On BBC Sunday Politics discussion with 1 present member and 1 former NEC member the balance without these extra 2 was said to be +1 for anti Corbyn. Add in the Welsh and Scots if approved and its +3 for anti. But could the following happen?
1. Jonathan Ashworth MP chosen from front bench - AFAIK anti. Swap for a pro and the majority is then +1 anti.
2. Keith Vaz in the BAME group - said to have recently voted more anti than pro AFAIK. Again swap him for a pro-Corbyn and the majority becomes +1 for pro Corbyn.
It will be alright..the rule book will keep them in check..they can't do much if they don't have people in all the key posts..we'll be alright..just you see..These brownshirts will blow themselves out of hot air eventually.
No. Just more and more of Labour's voters. The massed ranks of Momentum's Black Knights will just see an election loss as a mere flesh-wound.
It is a very difficult situation. Do you fight for the Labour Party you were elected to represent or walk away from a Party that has been transformed almost beyond recognition?
The PLP should fight - falling into line with the violence and bullying at the heart of the Momentum/Corbyn project would be beyond dishonourable.
Mad doesn't even come close.
MAD - Momentum Assures Democracy?
Welcome to pb.com, Mr. Quango/Herr Von Papen.
Good piece, Mr. Wild (and my sympathies).
There's a timing issue, as per Ed Miliband coup murmurings. We've got likely just under four years until the next election. After the poor result of the rubbish Smith, the PLP may be very reluctant to try again unless they've got reason to be very confident.
Too close to the election will perhaps do more harm than good in the short term even if they succeed. Too near the boundary changes and MPs risk getting turfed out by their constituency parties. Too near to today and it looks ridiculous and as if they're being sore losers.
https://www.twitter.com/GuidoFawkes/status/780038745571618816
So no time is any good then.
You're not being very helpful...
He articulated some clear policies. He is in favour of investing in infrastructure in a big way to generate returns that will more than pay for it as well as as boosting employment and economic prosperity. He is against hard Brexit. He thinks more of the defence budget should be spent on emergency relief and that there should be more emphasis on diplomacy rather than force. We already know that he is in favour of the public sector being allowed to bid for railway franchises and against the private sector taking over more and more of the NHS and education.

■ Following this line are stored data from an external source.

PR #1466, opened 2020-07-10
feat(debug): add deep links to ES explain per result

blackmad:
adds esExplainUrl per result to better be able to understand why certain results scored the way they did without adding in all the explain output

image

supersedes https://github.com/pelias/api/pull/1465

### DIFF
--- a/controller/search.js
+++ b/controller/search.js
@@ -175,12 +175,12 @@ function setup( peliasConfig, esclient, query, should_execute ){
             if (req.clean.exposeInternalDebugTools && esHostUrl) {
               // add an ES explain link to each document
               docs.forEach((doc) => {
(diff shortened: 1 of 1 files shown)


blackmad:
not sure how useful this is but ...
image

blackmad:
not sure how useful this will be since peliasQuery is such a simple parser, but I bet there's something useful here
image

blackmad:
Added more comments. 

Here's what this change adds. I am unsure if the analyzerLinks are actually useful. I'm happy to take them out

image

blackmad:
I'm going to pull out the analyzer changes here into another proxied endpoint like the expanded-doc and restrictIds change

PR #1469, opened 2020-07-14
Remove address parts scoring in autocomplete

orangejulius:
This is an experimental PR that removes some sub-queries from our autocomplete queries. Specifically, all queries that target the `address_parts` fields (`housenumber`, `street`, `cross_street`, and `postalcode`) are removed.

While I'm not proposing we merge this PR as is, now, or possibly, ever, it's worth exploring the effects. After similar changes in the search endpoint (#1468) lead to much better intersection queries, its possible there are more benefits to be had.

I haven't fully tested this PR, but it shows improvements in some of our POI tests, particularly the query for [Wrigley Field](https://pelias.github.io/compare/#/v1/autocomplete?focus.point.lat=41.8855268583&focus.point.lon=-87.63152791895091&text=wrigley+field&debug=1)
Screenshot_2020-07-13_16-58-19

Some _potential_ advantages of the changes in this PR could be:
- Any POI that shares all or part of its name with a street (probably many of them) will be returned higher in the results
- Because there are fewer query clauses, performance might improve: each returned document will have a simpler score calculation
- Because the `address_parts` queries use the output of the Pelias Parser, queries might be more resilient against bad parses and would also have less jitter if incomplete inputs have rapidly changing parses
- Records that do not have a name match, but _do_ match on postalcode, can no longer be scored higher than records that _do_ have a name match, but _do not_ match on postalcode (for example because the postalcode is not present in the data, a common occurrence)

Some _potential_ disadvantages of this PR:
- Address-specific analysis performed on the `address_parts.housenumber` or `address_parts.street` fields in Elasticsearch would no longer apply
- No boost will be applied to records matching a given postalcode. We know there are places where the same housenumber and street name exist in a single city, with only postalcode to differentiate

I did some _very_ initial testing of some address queries against the autocomplete endpoint, and there do not appear to be any significant changes. More testing is definitely required.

Clear policies. Not very left wing. Probably popular. What are the policies of the anti- Corbynistas? An empty space.
He has shown he can win elections big time. The anti-Corbynistas have proven they can lose big time. Yet they accuse him of being an election loser!
I suspect that the "lefties" as described by Joff are by far the biggest group of Corbyn supporters, and are far bigger than the "whiners" on the other side who have been left behind, with no clear policies, no ability to win elections, frustrated and angry. They need to catch up or depart the scene.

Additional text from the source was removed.